Just up the road from Poʻipū sits Kōloa, where in 1835 the firm of Ladd & Company opened Hawaiʻi's first commercially successful sugar plantation. It was the start of something far larger than one mill. Over the decades that followed, workers arrived from China, Japan, Korea, the Philippines, Portugal, and Puerto Rico to work the cane, and that gathering of arrivals became the foundation of modern Hawaiʻi's blended, multicultural community. Kōloa's plantation era ran for more than a century and a half, and you can still walk straight into it today.

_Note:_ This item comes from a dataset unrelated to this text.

PR #172, opened 2021-05-22
Hackathon work to install a CSV's associated meterdefinition

mxpaspa:


mxpaspa:
see #177 for current work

Long before the resorts, Native Hawaiians lived along this shore for centuries, drawn by sheltered swimming coves, reef fishing, and fertile land just inland. Kauaʻi was also the first Hawaiian island reached by Europeans — Captain James Cook made landfall at Waimea, west of Poʻipū, in 1778. For a generation afterward the island kept its own ruler, King Kaumualiʻi, the last independent king in the Hawaiian Islands, before Kauaʻi joined the unified Hawaiian Kingdom in 1810.
Why People Visit Poʻipū
Poʻipū rewards visitors who want Hawaiʻi at its sunniest and most easygoing — a warm, protected coast with a century of south-shore history behind it. People come for Poʻipū Beach and the Spouting Horn, for the gardens and the golf, and for the plantation-era streets of Old Kōloa Town, where the Garden Isle's layered past sits a short walk from the sand.